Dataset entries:

════════════════

PR #38882, opened 2026-08-30
fix(router): resolve fallbacks against the tier a pre-routing hook selected

### LINKED ISSUE #38832: Complexity/auto-router: fallbacks look up the router name, not the selected tier
### What happened?

When a client calls a complexity/auto-router group (e.g. `smart-router` with `model: auto_router/complexity_router`), the pre-routing hook correctly selects a tier model (e.g. `tier1`). If that deployment then fails (402, 503, …), fallback lookup uses `kwargs["model"]`, which is still the original router name.

Result:

```
No fallback model group found for original model_group=smart-router.
Fallbacks=[{'tier1': ['backup-a', 'backup-b']}, {'tier2': [...]}]
```

The configured chain for the *selected* tier never runs, so a provider-level failure on the first hop of `tier1` is returned to the client instead of trying `backup-a` / `backup-b`.

This is the inverse of https://github.com/BerriAI/litellm/issues/27473 (alias pointing *at* the router; lookup stays on the alias). Here the client calls the **router itself**; lookup stays on the **router name** after the hook has already chosen a tier.

### Expected

Fallbacks should be resolved against the model the complexity router actually routed to (`tier1`), so `{'tier1': ['backup-a', 'backup-b']}` applies.

### Where

- `Router.async_get_available_deployment`: assigns `model = pre_routing_hook_response.model` locally only
- `Router.async_function_with_fallbacks_common_utils`: `original_model_group = kwargs.get("model")` — still the router name
- Seen on LiteLLM 1.96.2; likely all four strategy routers that share this hook (`complexity_router`, semantic `auto_router`, `adaptive_router`, `quality_router`)

### Workaround

Rewrite the request `model` to the selected alias in a proxy `async_pre_call_hook` before the router captures `original_model_group`.

### Suggested fix

After the pre-routing hook, also update the fallback lookup key (`kwargs["model"]`, or a dedicated field that `async_function_with_fallbacks_common_utils` reads) to `pre_routing_hook_response.model`, so `router_settings.fallbacks` is indexed by the selected tier rather than the router group.

msdianprince-7:
## TLDR

Problem this solves:

- Complexity and auto routers pick a tier behind the router name
- Fallback lookup still keys off the router name the client sent
- The tier's configured fallback chain never runs
- A provider failure on the tier's first hop goes straight to the client

How it solves it:

- Record the tier the pre-routing hook selected, in the metadata bucket
- Key fallback lookup off that selection when there is one
- Leave reporting on the router name, which is what the caller asked for

## User Flow

Before: a team puts a complexity router in front of their tiers, configures fallbacks per tier, and the fallbacks never fire

1. They configure `smart-router` with `model: auto_router/complexity_router`, and `router_settings.fallbacks` as `[{"tier1": ["backup-a", "backup-b"]}, {"tier2": [...]}]`
2. A client sends POST https://litellm-domain/v1/chat/completions with `"model": "smart-router"`
3. The router picks `tier1` for that request, and `tier1`'s first deployment returns a 429
4. The call fails back to the client with the provider error, and the proxy log says `No fallback model group found for original model_group=smart-router. Fallbacks=[{'tier1': [...]}, {'tier2': [...]}]`
5. `backup-a` and `backup-b` are never tried, so the fallback config is dead weight for every request that goes through the router

After: the chain configured for the tier actually runs

1. They configure the same `smart-router` and the same per-tier `router_settings.fallbacks`
2. The client sends the same POST with `"model": "smart-router"`
3. The router picks `tier1`, and `tier1`'s first deployment returns the same 429
4. `backup-a` is tried next, as `{"tier1": ["backup-a", "backup-b"]}` says it should be, and the client gets an answer instead of the 429
5. A client that calls `tier1` directly is unchanged, and a chain keyed on the router name still matches nothing, since the router group has no deployments of its own

## Relevant issues

Fixes #38832

## Pre-Submission checklist

## Delays in PR merge?

## Why not just set kwargs["model"]

That was my first instinct and it does not work. `async_function_with_fallbacks` hands its kwargs down with `**kwargs`, so every level below it holds a different dict. By the time the pre-routing hook picks a tier inside `async_get_available_deployment`, writing the model into the dict it was given cannot be seen by the fallback handler further up.

Nested buckets are the exception, since they are shared by reference across those copies. The router already relies on that: `async_function_with_fallbacks` writes `attempted_fallbacks` and `original_model_group` into the metadata bucket for exactly this reason, with a comment saying a rebind would detach the write-backs. This change follows the same route rather than inventing a second mechanism.

## Where the selection is trusted from

The buckets are not a private channel. They carry whatever the caller sent, so an inbound `pre_routing_selected_model` would be a client choosing which fallback chain its request falls into, and a fallback hop inherits the previous hop's copy, so the second hop would key its own failure off the tier that already failed instead of running its own chain.

Both come down to the same thing: a hop must start with no selection and re-derive its own. `async_function_with_fallbacks` clears the key before routing, and every hop re-enters there, so the only value ever read is the one the pre-routing hook wrote while routing that hop.

Reporting deliberately stays on the router name. `original_model_group` is what the caller asked for, and it feeds response headers and spend metadata, so only the fallback lookup key moves to the tier.

## Screenshots / Proof of Fix

Two tiers behind a router, with a fallback chain configured for the tier and the tier's deployment failing. `mock_response` stands in for the provider so the failure is deterministic; no real key is involved.

```python
class TierRouter(Router):
    async def async_pre_routing_hook(self, model, request_kwargs, messages=None, input=None, specific_deployment=False):
        if model == "smart-router":
            return PreRoutingHookResponse(model="tier1", messages=messages)
        return None

router = TierRouter(
    model_list=[
        {"model_name": "smart-router", "litellm_params": {"model": "openai/gpt-4o-mini", "api_key": "sk-x"}},
        {"model_name": "tier1", "litellm_params": {"model": "openai/gpt-4o-mini", "api_key": "sk-x",
                                                    "mock_response": "litellm.RateLimitError"}},
        {"model_name": "backup-a", "litellm_params": {"model": "openai/gpt-4o-mini", "api_key": "sk-x",
                                                       "mock_response": "from backup-a"}},
    ],
    fallbacks=[{"tier1": ["backup-a"]}],
    num_retries=0,
)
await router.acompletion(model="smart-router", messages=[{"role": "user", "content": "hi"}])
```

#### the tier's chain is skipped and the provider error is returned

1. `python repro.py`
2. ```
   LiteLLM Router:ERROR: async_function_with_fallbacks() - Error occurred while trying to do fallbacks
   No fallback model group found for original model_group=smart-router. Fallbacks=[{'tier1': ['backup-a']}]
   RESULT: no fallback -> RateLimitError litellm.RateLimitError: this is a mock rate limit error
   ```
3. That is the message from the issue, reproduced

### After (c471f59879)

#### the tier's chain runs

1. `python repro.py`
2. ```
   RESULT: fallback ran, answered: from backup-a
   ```
3. A chain keyed on `tier2` instead still rescues nothing, and calling `tier1` directly still uses its own chain

## Type

🐛 Bug Fix

### Medium

- Fallbacks now fire for router-fronted requests that previously failed outright
  - That is the fix, but a deployment whose fallback chain was effectively dormant will start taking traffic
  - Only requests whose pre-routing hook selected a different model are affected; everything else keys off the same name as before

### Low

- A caller that sends `pre_routing_selected_model` in `metadata` no longer sees it in spend logs, since the router clears the key before routing
- The selection rides in the metadata bucket, so a caller that passes neither `metadata` nor `litellm_metadata` gets the old behaviour
  - Both proxy and SDK paths populate one of them, so this is the fallback for a hand-built kwargs dict rather than a normal request
- Only the async path is touched, since the pre-routing hook is async only and the sync router never selects a tier

## Final Attestation

---

> [!NOTE]
> **Medium Risk**
> Changes which fallback chain runs for router-fronted requests, so previously inert per-tier fallbacks may start taking traffic; metadata bucket writes are cleared each hop but follow existing router patterns.
> 
> **Overview**
> Fixes **#38832**: when a pre-routing hook (complexity/auto/adaptive routers) routes `smart-router` to a tier like `tier1`, **fallback chains keyed on that tier now run** instead of lookup failing on the client-facing router name.
> 
> The router **records the hook’s chosen model** in shared `metadata` / `litellm_metadata` via `record_pre_routing_selection`, and **fallback resolution** (standard fallbacks, order fallbacks, context-window, and content-policy paths) uses `get_pre_routing_selection(kwargs) or model_group` as the lookup key. **`original_model_group` stays the caller’s model** for logging and headers.
> 
> Each **`async_function_with_fallbacks` hop clears** `pre_routing_selected_model` first so callers cannot steer fallback chains and later hops resolve against their own group, not a stale tier from the prior failure.
> 
> <sup>Reviewed by [Cursor Bugbot](https://cursor.com/bugbot) for commit 5eefd64ade3424a49c502f915cf5a33f7e90aeab. Bugbot is set up for automated code reviews on this repo. Configure [here](https://www.cursor.com/dashboard/bugbot).</sup>

### DIFF
--- a/litellm/router.py
+++ b/litellm/router.py
@@ -143,6 +143,7 @@ from litellm.router_utils.cooldown_handlers import (
 from litellm.router_utils.fallback_event_handlers import (
     AttemptedFallbackTargets,
     _check_non_standard_fallback_format,
+    clear_pre_routing_selection,
     get_fallback_model_group,
     get_pre_routing_selection,
     record_pre_routing_selection,
@@ -7049,6 +7050,7 @@ class Router:
         If it fails after num_retries, fall back to another model group
         """
         model_group: Final[str | None] = kwargs.get("model")
+        clear_pre_routing_selection(cast("Mapping[str, object]", kwargs))
         if not isinstance(kwargs.get("attempted_targets"), AttemptedFallbackTargets):
             _fallback_metadata_key: Final = _get_router_metadata_variable_name(
                 function_name=getattr(kwargs.get("original_function"), "__name__", None)
--- a/litellm/router.py
+++ b/litellm/router.py
@@ -7050,7 +7050,7 @@ class Router:
         If it fails after num_retries, fall back to another model group
         """
         model_group: Final[str | None] = kwargs.get("model")
-        clear_pre_routing_selection(cast("Mapping[str, object]", kwargs))
+        clear_pre_routing_selection(kwargs)  # pyright: ignore[reportUnknownArgumentType]  # **kwargs is untyped at this boundary
         if not isinstance(kwargs.get("attempted_targets"), AttemptedFallbackTargets):
             _fallback_metadata_key: Final = _get_router_metadata_variable_name(
                 function_name=getattr(kwargs.get("original_function"), "__name__", None)
--- a/litellm/router.py
+++ b/litellm/router.py
@@ -144,6 +144,8 @@ from litellm.router_utils.fallback_event_handlers import (
     AttemptedFallbackTargets,
     _check_non_standard_fallback_format,
     get_fallback_model_group,
+    get_pre_routing_selection,
+    record_pre_routing_selection,
     run_async_fallback,
 )
 from litellm.router_utils.get_retry_from_policy import (
@@ -6805,6 +6807,9 @@ class Router:
         original_exception: Final = e
         fallback_model_group = None
         original_model_group: Final[str | None] = kwargs.get("model")
+        # A pre-routing hook (complexity / auto / adaptive / quality routers) picks a tier
+        # behind the router name, and fallbacks are configured per tier, not per router.
+        fallback_lookup_group: Final[str | None] = get_pre_routing_selection(kwargs) or model_group
         fallback_failure_exception_str = ""
 
         if disable_fallbacks is True or original_model_group is None:
@@ -6849,7 +6854,7 @@ class Router:
             ]
             # Get external fallbacks — handle both standard and non-standard formats
             external_fallback_group: list | None = None
-            if fallbacks is not None and model_group is not None:
+            if fallbacks is not None and fallback_lookup_group is not None:
                 if _check_non_standard_fallback_format(fallbacks=fallbacks):
                     # Non-standard formats (e.g. ["claude-3-haiku"] or
                     # [{"model": "...", "messages": [...]}]) are passed through directly
@@ -6857,7 +6862,7 @@ class Router:
                 else:
                     external_fallback_group, generic_idx = get_fallback_model_group(
                         fallbacks=fallbacks,
-                        model_group=cast(str, model_group),
+                        model_group=cast(str, fallback_lookup_group),
                     )
                     if external_fallback_group is None and generic_idx is not None:
                         external_fallback_group = fallbacks[generic_idx]["*"]
@@ -6917,7 +6922,7 @@ class Router:
                     context_window_fallback_model_group: Final[list[str] | None] = (
                         self._get_fallback_model_group_from_fallbacks(
                             fallbacks=context_window_fallbacks,
-                            model_group=model_group,
+                            model_group=fallback_lookup_group,
                         )
                     )
                     if context_window_fallback_model_group is None:
@@ -6950,7 +6955,7 @@ class Router:
                     content_policy_fallback_model_group: Final[list[str] | None] = (
                         self._get_fallback_model_group_from_fallbacks(
                             fallbacks=content_policy_fallbacks,
-                            model_group=model_group,
+                            model_group=fallback_lookup_group,
                         )
                     )
                     if content_policy_fallback_model_group is None:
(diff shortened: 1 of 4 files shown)


ben7am1n:
Review concern: selected-tier metadata appears client-influenced, so it should not be trusted to choose an arbitrary fallback chain. Please validate the tier against the server-side complexity/auto-router decision and advance fallback state recursively, otherwise a request may redirect into a configured chain that was not selected for it.

msdianprince-7:
Good catch, both were real. Every hop now clears the key before routing, so only that hop's pre-routing hook can set it. Regression tests cover forged metadata and the second hop.

msdianprince-7:
@greptileai

msdianprince-7:
@cursor review

tin-berri:
Heads up: #39157 carries these commits and changes the lookup to ordered (tier first, requested group second), since exclusive lookup broke router-name-keyed configs documented in reliability.md.

msdianprince-7:
Thanks for the heads up. Ordered lookup is the right call. I'd only exercised tier-keyed configs and missed that router-name-keyed fallbacks are the documented contract in reliability.md, so exclusive lookup would have broken those.

Good catch on the mid-stream snapshot too. Bugbot flagged the same thing on my branch just after you merged, and it was real: the Responses and Anthropic paths safe_deep_copy the metadata buckets, so the single clear I had in async_function_with_fallbacks never reached those copies, and a caller-supplied pre_routing_selected_model could still key the lookup off a tier that attempt never routed to. Clearing the copy and re-stamping from the live kwargs handles it.

Closing this since #39157 carries the commits.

════════════════

--- Aim of the task ---
Search the records above for the string "whose" and copy each line that holds it.

--- Expected output ---
  - That is the fix, but a deployment whose fallback chain was effectively dormant will start taking traffic
  - Only requests whose pre-routing hook selected a different model are affected; everything else keys off the same name as before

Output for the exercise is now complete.